- [YOUR ASSIGNMENT]:
As you look over the data below, please find each line where the word "apps" appears, then copy it.

- [DATA EXTRACT]:
PR #462, opened 2024-09-17
Adapt Vlasov and reg test input file to use new parallelism input

manauref:
instead of .low_inp, .has_low_inp, and .use_gpu.

Tested by running rt_vlasov_weibel in all sorts of serial and parallel CPU/GPU combinations, always producing the same final field. Also did `make regression` to ensure all reg tests compile.

My only doubt is about is with regards to the tests where we separately pass `use_gpu` to `gkyl_wv_euler_new`. Are we handling this correctly? in this commit/PR we only modified the Vlasov app, not the wv_euler objects.

### DIFF
--- a/apps/gkyl_vlasov.h
+++ b/apps/gkyl_vlasov.h
@@ -268,8 +268,6 @@ struct gkyl_vm {
 
   double cfl_frac; // CFL fraction to use (default 1.0)
 
-  bool use_gpu; // Flag to indicate if solver should use GPUs
-
   int num_periodic_dir; // number of periodic directions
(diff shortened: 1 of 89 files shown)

- [PROBLEM SOLUTION]:
--- a/apps/gkyl_vlasov.h
+++ b/apps/gkyl_vlasov.h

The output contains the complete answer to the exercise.